Find the CDF and PDF of $W$ where $W =.7 - b(.7 - y)^2, 0<b<1$, with $Y \sim U[0,1]$

Question

A random variable $Y \sim U[0,1]$. Let $W = \frac7{10} - b\cdot(\frac7{10} - y)^2, 0<b<1$.
Completely specify the CDF and PDF of $W$.
Also show that the PDF of W integrates to $1$.

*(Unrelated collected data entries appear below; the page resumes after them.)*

PR #220, opened 2020-11-12
Public Links (aka Send to Genome Browser)

sri2k1us:
- Users can select multiple files at once to create public links
- Created links can be Copied, Saved to a local file or it can be saved to file in Data Store.
     
image

image

-iPhone 5
image


sri2k1us:
So Nirav wants to add an option to directly copy link to a file (single selection). Should that be a separate option in addition to `Public Link(s)` menu item at the row level or the row level menu item should only provide option to directly copy the link?

src/components/data/PublicLinks.js
```diff
@@ -0,0 +1,247 @@
...
+    );
+
+    useEffect(() => {
+        if (download) {
+            window.open(
+                `${getHost()}/api/downloadText?text=${encodeURIComponent(
+                    links
+                )}`,
+                "_blank"
+            );
```
ash3rz, line 121: I may be missing something, but it seems like instead of using the `download` state and useEffect, this could just be a normal function that gets called when the `Download` button gets clicked?

src/components/utils/DEDialog.js
```diff
@@ -0,0 +1,62 @@
...
+    const { t } = useTranslation("common");
+    const theme = useTheme();
+    const fullScreen = useMediaQuery(theme.breakpoints.down("sm"));
+    const dialogTitleId = build(baseId, ids.DIALOG.TITLE);
+    return (
+        <Dialog
+            open={open}
+            onClose={onClose}
+            maxWidth="sm"
+            fullWidth
```
ash3rz, line 37: Not necessary for this PR, but might be nice to make `maxWidth` and `fullWidth` configurable with props but also have these as default values perhaps

src/components/utils/DEDialog.js
```diff
@@ -0,0 +1,62 @@
...
+            fullScreen={fullScreen}
+            aria-labelledby={dialogTitleId}
+        >
+            <DialogTitle>
```
ash3rz, line 41: I see `aria-labelledby` being set in the `Dialog`, but I think this `DialogTitle` is then missing the `dialogTitleId` being set

src/components/utils/DEDialog.js
```diff
@@ -0,0 +1,62 @@
...
+                        position: "absolute",
+                        right: theme.spacing(0.5),
+                        top: theme.spacing(0.5),
+                        margin: 0,
+                    }}
+                >
+                    <CloseIcon />
+                </IconButton>
+            </DialogTitle>
+            <DialogContent>{content}</DialogContent>
```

So I have worked through most of this problem. Importantly, the transformation is $2:1$ on the interval y $\in (\frac25,1]$ and $1:1$ on the interval y $\in [0, \frac25)$. Thus I think the CDF is:

$$\begin{cases} \frac3{10}+\sqrt{\frac{7/10 - w}b } & \text{for}~~ w \in (\frac7{10} - \frac{49b}{100} ,\, \frac7{10} - \frac{9b}{100}) \\ 2\sqrt{ \frac{7/10 - w}b } & \text{for}~~ w \in (\frac7{10} - \frac{9b}{100} ,\, \frac7{10}) \\ \end{cases}$$

Can anyone confirm this? If I know this is right, I can figure out the rest on my own. When integrating the PDF, I am running into some strange (${}+{}$ or ${}-{}$) situations that integrate to $1$ only if I select a certain sign, so I am having trouble verifying the CDF is correct by integrating the PDF over its support.

Answer 1

That is not quite what I get...

$$\begin{align}F_W(w) &=\mathsf P(0.7 -b(0.7-Y)^2\leqslant w) \\[1ex]&=\mathsf P(Y\leq 0.7-\sqrt{\tfrac{0.7-w}b})+\mathsf P (Y\geq 0.7+\sqrt{\tfrac{0.7-w}b}) \\[1ex]&=(0.7-\sqrt{\tfrac{0.7-w}b})\mathbf 1_{0\leq (0.7-\sqrt{\tfrac{0.7-w}b})\leq 1}+(0.3-\sqrt{\tfrac{0.7-w}b})\mathbf 1_{0\leq (0.7+\sqrt{\tfrac{0.7-w}b})\leq 1}+\mathbf 1_{0.7<w} \\[1ex]&=(0.7-\sqrt{\tfrac{0.7-w}b})\mathbf 1_{0.7-0.49b\leq w\leq 0.7}+(0.3-\sqrt{\tfrac{0.7-w}b})\mathbf 1_{0.7-0.09b\leq w\leq 0.7}+\mathbf 1_{0.7\lt w} \\[1ex]&=(0.7-\sqrt{\tfrac{0.7-w}b})\mathbf 1_{0.7-0.49b\leq w\lt 0.7-0.09b}+(1-2\sqrt{\tfrac{0.7-w}b})\mathbf 1_{0.7-0.09b\leq w\lt 0.7}+\mathbf 1_{0.7\leq w} \\[3ex] F_W(w) &= \begin{cases}0&:& \quad w\lt 0.7-0.49b\\0.7-\sqrt{(0.7-w)/b~}&:&0.7-\sqrt{(0.7-w)/b~}\leqslant w\lt 0.7-0.09b\\1-2\sqrt{(0.7-w)/b~}&:& 0.7-0.09b\leqslant w< 0.7\\1&:& 0.7\leqslant w \end{cases} \end{align}$$

To check, I have $F_W([0.7-0.49b]^-)=0$ and $F_W([0.7]^+)=1$ as we require.